Records from a collection:
Issue #617, opened 2020-12-16
Documentation for 616 - Node Password


davidnuzik:
Reference https://github.com/rancher/rke2/issues/616

This change will require some special documentation. Update /docs accordingly in the appropriate location. Submit PR and anyone on the team should be able to give at least 1 LGTM to merge this change in.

• _Task description_: Each of the lines from the one that contains "Documentation for 616 - Node Password" through the last line of the data needs to be repeated exactly, with no others.

• _Solution for this task_:
Documentation for 616 - Node Password


davidnuzik:
Reference https://github.com/rancher/rke2/issues/616

This change will require some special documentation. Update /docs accordingly in the appropriate location. Submit PR and anyone on the team should be able to give at least 1 LGTM to merge this change in.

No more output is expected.